Seriously, unless you're timing your trip to the minute and don't have time to spare when reaching your destination, take the freebie. Checking your bag means not having to fumble with it on the plane and not having to worry about some jerk smashing it with a super-rigid wrecking-ball carry-on to make room. Say what you will about airport baggage handlers, but they've at least done this a time or two.
I graciously accepted Alaska's offer to stow my bag below and, in doing so, had the Alaska rep at the counter notice that I was in a middle seat and offer to move me to a window or aisle seat. By taking that particular little perk, I somehow managed to put an empty seat between myself and the next passenger over -- a fellow from Salem, Ore., who was studying aquaculture farming and visiting his brother in Astoria, Queens. His brother is in culinary school and the two plan on one day opening a hatchery-to-table restaurant on the Oregon Coast -- a bit of knowledge he seemed far more eager to share with a seat's worth of real estate between us.
With at least a dozen other seats empty in our compartment and about five people upgraded to emergency row seats to allow a family of five to sit together, it did wonders for the general mood of the folks in coach. That combination of reduced numbers, pleasant passengers and checked bags also made for an unusually efficient exiting process, with first-class practically sprinting out of the plane and coach avoiding the rugby scrum of self-importance that usually bottlenecks the entire process for everyone.

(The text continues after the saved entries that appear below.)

PR #9935, opened 2023-06-20
Make config warn about missing cache related functions

ygottschalk:
Added warnings since I got a 👍 [here](https://github.com/vimeo/psalm/pull/9925#issuecomment-1597079461)


orklah:
Thanks!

This is where the feel-good part of this story should end. This is when I should enter the world's busiest airport, get steamrolled by a wall of passengers dashing toward a connecting flight to Chicago's O'Hare and vow never to return to the godforsaken hellscape again. Maybe it's those subterranean expectations that helped take the edge off, but the hike down to the train from my gate to baggage claim, the dearth of people on said train at 5:30 p.m. or so and the lack of obstructions between me and my wife when I met her at Delta and Alaska's cavern of baggage carousels indicated that we'd hit the place at just the right time.Meanwhile, the lengthy route from the gate to the luggage drop gave my bag plenty of time to catch up and appear on the belt just as I arrived. Even when we made our way to the MARTA platform to catch our train to the hotel, we didn't get a whole lot of company for the ride and had our pick of seats.